Available records:
PR #710, opened 2025-07-15
Time travel

aaron-siegel:
Allows retrieving a handle to an older version of a table via the notation

```python
t = pxt.get_table('my_table:722')
```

What is expected: Please quote exactly the lines from the one containing "Allows retrieving a" through the last line of the records above, both included, and nothing else.

Solution:
Allows retrieving a handle to an older version of a table via the notation

```python
t = pxt.get_table('my_table:722')
```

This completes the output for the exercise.